Exercise instructions ▸ Going through the data below, please show each line containing the string "fields".

Task data ▸
/---

PR #33121, opened 2024-05-02
fix: Filter fields with `@Transient` annotation embedded within jsonb column during DB serialisation

abhvsn:
### Description

As we are using `CustomJsonType` to serialise the jsonb column, it's not respecting the `@Transient` to remove these fields while saving the object to DB. To address this issue we need to implement the custom serialiser which uses reflections to filter fields based on annotation.

### DIFF
--- a/app/server/appsmith-interfaces/src/main/java/com/appsmith/external/helpers/CustomJsonType.java
+++ b/app/server/appsmith-interfaces/src/main/java/com/appsmith/external/helpers/CustomJsonType.java
@@ -1,8 +1,11 @@
 package com.appsmith.external.helpers;
 
+import com.appsmith.external.converters.TransientAnnotationSerializer;
+import com.appsmith.external.models.ActionDTO;
 import com.appsmith.external.views.Views;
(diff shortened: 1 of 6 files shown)


app/server/appsmith-interfaces/src/main/java/com/appsmith/external/helpers/CustomJsonType.java
```diff
@@ -13,14 +16,20 @@
...
+
     public CustomJsonType() {
         super(makeObjectMapperForDatabaseSerialization());
     }
 
     private static ObjectMapper makeObjectMapperForDatabaseSerialization() {
         final ObjectMapper om = new ObjectMapper();
 
+        SimpleModule module = new SimpleModule();
+        module.addSerializer(ActionDTO.class, serializer);
```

\---

Output of the task ▸
fix: Filter fields with `@Transient` annotation embedded within jsonb column during DB serialisation
As we are using `CustomJsonType` to serialise the jsonb column, it's not respecting the `@Transient` to remove these fields while saving the object to DB. To address this issue we need to implement the custom serialiser which uses reflections to filter fields based on annotation.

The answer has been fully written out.